Os tratamentos que parecem ter mais sucesso para os sobreviventes de trauma sexual geralmente incluem o componente físico (por exemplo, terapia somática, psicoterapia corporal). Esses modelos de tratamento permitem que a vítima recupere o contato ou esteja presente em seu corpo novamente. 

Uma das funções adaptativas associadas à experiência traumática, como estupro ou abuso físico grave, é a dissociação. A dissociação parece transformar o corpo em uma “pedra”, o senso de consciência se torna monótono e as imagens mentais passam de um evento físico para uma realidade alterada.

 A dissociação tem efeitos profundamente prejudiciais e é difícil de tratar. O medicamento geralmente não funciona. 

Formas de terapia coloquial geralmente podem diminuir o limiar de reatividade. A dissociação é uma poderosa estratégia adaptativa, que pode proteger funcionalmente o sobrevivente do trauma de re-experimentar o trauma. Assim, falar sobre trauma pode provocar dissociação. 

Portanto, os métodos de tratamento se movem em uma direção diferente, no sentido de compreender as reações corporais implícitas, e tentam dar à nossa mente a oportunidade de criar outra narrativa pessoal na qual não temos mais vergonha das reações corporais, mas entendê-las como adaptações neurobiológicas.

Você pode explicar a teoria multivagal e como ela se relaciona com o trauma sexual?

A teoria polivagal enfatiza que a maneira como reagimos ao mundo é uma função do nosso estado fisiológico. 

Pessoas que sofreram trauma sexual precisam se comunicar com outras pessoas. Se eles fecharem ou começarem a manifestar comportamento dissociativo, seu estado fisiológico, seu sistema nervoso autônomo mudará. 

Nesse estado alterado, as opiniões da vítima sobre o mundo são muito tendenciosas – uma pessoa pode ver uma ameaça em quase tudo e em todos. 

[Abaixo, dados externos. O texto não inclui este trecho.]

PR #2147, opened 2023-03-30
cr-dump: properly apply rseq fixup for all threads

mclapinski:
Previously fixup was done before threads' registers were dumped so it
didn't actually work. This commit splits rseq fixup into thread leader
fixup and other threads fixup and applies them after the entities are
seized.

### DIFF
--- a/criu/cr-dump.c
+++ b/criu/cr-dump.c
@@ -906,6 +906,7 @@ static int dump_task_thread(struct parasite_ctl *parasite_ctl, const struct pstr
 
 	close_image(img);
 err:
+	compel_release_thread(tctl);
 	pr_info("----------------------------------------\n");
 	return ret;
 }
--- a/criu/cr-dump.c
+++ b/criu/cr-dump.c
@@ -875,6 +875,69 @@ static int collect_file_locks(void)
 	return parse_file_locks();
 }
 
+static bool task_in_rseq(struct criu_rseq_cs *rseq_cs, uint64_t addr)
+{
+	return addr >= rseq_cs->start_ip && addr < rseq_cs->start_ip + rseq_cs->post_commit_offset;
+}
+
+static int fixup_thread_rseq(struct pstree_item *item, int i)
+{
+	CoreEntry *core = item->core[i];
+	struct criu_rseq_cs *rseq_cs = &dmpi(item)->thread_rseq_cs[i];
+	pid_t tid = item->threads[i].real;
+
+	/* equivalent to (struct rseq)->rseq_cs is NULL */
+	if (!rseq_cs->start_ip)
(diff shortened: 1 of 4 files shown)


criu/parasite-syscall.c
```diff
@@ -211,23 +211,17 @@ int parasite_dump_thread_seized(struct parasite_thread_ctl *tctl, struct parasit
...
 	}
 
-	compel_release_thread(tctl);
-
 	tid->ns[0].virt = args->tid;
 	return dump_thread_core(pid, core, args);
-
-err_rth:
-	compel_release_thread(tctl);
-	return -1;
```
mihalicyn, line 230: What do you think about splitting this change to a separate commit like "extend parasite_thread_ctl lifetime to dump_task_thread" or like that?

criu/cr-dump.c
```diff
@@ -1183,107 +1256,26 @@ static int dump_task_rseq(pid_t pid, struct pstree_item *item)
...
-		if (dump_task_thread(parasite_ctl, item, i))
-			return -1;
+		ret = dump_task_thread(parasite_ctl, item, i);
+		if (ret)
+			break;
 	}
 
-	return 0;
+	xfree(dmpi(item)->thread_rseq_cs);
+	dmpi(item)->thread_rseq_cs = NULL;
```
mihalicyn, line 1277: Not related to your change. But in fact there is a memory leak. And that's my bad in this case.

We are allocating `dmpi(item)->thread_rseq_cs` in `dump_task_rseq`. Then:
```

	ret = dump_task_rseq(pid, item); // <<-- allocated
	if (ret) {
		pr_err("Dump %d rseq failed %d\n", pid, ret);
		goto err;
	}

	parasite_ctl = parasite_infect_seized(pid, item, &vmas);
	if (!parasite_ctl) {
		pr_err("Can't infect (pid: %d) with parasite\n", pid);
		goto err;
	}

//... a lot of code...

	ret = dump_task_threads(parasite_ctl, item); // <-- freed
	if (ret) {
		pr_err("Can't dump threads\n");
		goto err_cure;
	}
```

If anything goes wrong in between `dump_task_rseq` and `dump_task_threads` then we have a memleak. And I think it's not only about `dmpi(item)->thread_rseq_cs` but also about `dmpi(item)->thread_ctls` and `dmpi(item)->thread_sp` too...

That's ToDo for us :-)

mihalicyn:
Hi, Michał

Thanks for investigating and fixing this!

LGTM, except a small nit about splitting your change touching `compel_release_thread(tctl)` into a separate commit (but maybe I'm too picky ;-) )

mihalicyn (approved):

Histórias clínicas de sobreviventes de abuso sexual geralmente indicam que desejam se comunicar com as pessoas, mas acham difícil confiar e se aproximar.

 Seus corpos não permitirão intimidade e contato físico agradável. A teoria multivagal explica as experiências biocomportamentais, fisiológicas e psicológicas que seguem eventos traumáticos. 

Também ajuda a corrigir a condição da vítima. Isso é conseguido focando-se em estratégias para alterar o estado fisiológico, que permitem que uma pessoa seja calma e se sinta segura.